ASTRO Plans for the ‘Best Possible Virtual Meeting,’ Including a VR-Style Exhibit Hall

Author: Casey Gale       

virtual

At ASTRO’s annual meeting, attendees will be able to immerse themselves in the virtual exhibit hall experience by entering booths similar to this example, shown during ASTRO’s recent webinar walkthrough for exhibitors.

American Society for Radiation Oncology’s (ASTRO) Annual Meeting brings together approximately 12,000 professionals in the radiation oncology community, including physicians, nurses, biologists, physicists, and radiation therapists who collectively treat more than one million cancer patients every year. The 2020 event was set to bring oncology professionals from around the globe to the Miami Beach Convention Center in October, but on May 5, ASTRO President Thomas J. Eichler, MD, FASTRO, announced that out of an “overwhelming concern for the safety and well-being of our members, their patients, exhibitors, staff, and the families of all involved” during the pandemic, the association’s board of directors “made the important decision to transition the live meeting in Miami to an immersive and interactive virtual meeting that will occur over the same dates.”

Given that ASTRO’s members treat cancer patients — who are at a higher risk of contracting and dying from COVID-19 — it was critical to find a new way to deliver content in 2020, the association’s CEO, Laura Thevenot, told Convene. “Most of our members are on travel restrictions, [some] through June of next year,” she said, so a face-to-face conference may not be a possibility for many of the event’s attendees.

Thevenot said the choice to go digital has been embraced by not only ASTRO’s board of directors, but by event exhibitors and attendees as well, partly because the organization has given its staff enough lead time to create “the best possible virtual meeting.”

Transformation Times Two

The organization was already in the second year of a three-year reinvention program, with an emphasis on debate, discussion, and interactivity at its in-person event. “Medical meetings have been pretty stagnant in the way we present content — didactic lectures and not very much interactivity,” Thevenot told Convene in April, before the decision was made to change the format to virtual. “We really stepped back and thought about how people get information now. … People are listening to podcasts and looking on mobile apps. We really wanted our meeting to reflect that change of how people are getting and processing their information.”

In 2019, ASTRO introduced more TED Talk–style presentations, entirely virtual posters, and presentations on cancer breakthroughs in fields beyond radiation oncology. Though some plans for year two of the program’s reinvention will need to be placed on hold until ASTRO’s next in-person annual meeting in 2021, “we are not doing a skinnied-down meeting,” Thevenot said, adding that ASTRO’s plan is to incorporate all of the typical meeting content, including concurrent sessions, plenaries, and clinical trials. That’s 120 education, workshop, masterclass, and panel sessions, and 2,500 abstract presentations, to be exact. “We are not going to make this into the ASTRO virtual meeting,” she said. “It’s going to be the ASTRO Annual Meeting.”

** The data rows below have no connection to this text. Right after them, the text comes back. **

PR #4097, opened 2023-07-25
Add ability to pass additional compiler settings via powershell build script

chrisbednarski:
I needed to build poco with a custom struct alignment

Added ability to pass additional compiler options to the powershell script

Tested the build process both with and without passing extra compiler options.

Miami Beach, Through a Screen

On June 1, ASTRO produced three hour-long webinar presentations for exhibitors to demonstrate how they, as well as attendees and sponsors, will be able to take part in the immersive event. Much like the newly transformed face-to-face meeting, ASTRO’s virtual meeting will emphasize engagement, whether attendees are in educational sessions, visiting exhibitor booths, or “walking” around the virtual convention center. (Thevenot could not disclose the platform vendor at the time she spoke with Convene.)

The attendee experience will begin outside of a virtual version of the Miami Beach Convention Center, where they will be greeted by Eichler — or his avatar, which all ASTRO staff members will have during the meeting — and provided instructions on how to navigate the space. From there, attendees can click through to different areas of the convention center, which will be outfitted with the same sponsored messaging placement — floor decals, escalator clings, etc. — as at real-life event venues. Those items will be “live” and can be clicked on to redirect attendees to a sponsor’s website or exhibitor booth. Attendees will be able to navigate to different rooms to watch pre-recorded content, semi-live content that features pre-recorded talks with live Q&A chats with the speaker, and live presentations, which can all be searched for by topic or speaker. Attendees can also check out virtual posters, for which presenters have the option to record narration, or drop into a breakout area if they see a topic that they’re interested in.

Once attendees enter the exhibit hall, they will be able to use navigation tools to move around the space and search for an exhibitor by name or description. In the booths, exhibitors can display white papers, videos, and PDFs, as well as engage in group chats with attendees. Much like at its face-to-face event, ASTRO is offering different tiers of exhibit booths, with higher-tiered options providing more spaces to display content and a video chat function. Exhibitors will be able to customize the look of their space, as well as how attendees are able to “move” through the space by clicking around.

It’s these kinds of innovations, Eichler said in one of the webinars, that he hopes will not only create a special user experience this year, “but maybe even change the way meetings are done in the future.”

Casey Gale is an associate editor at Convene.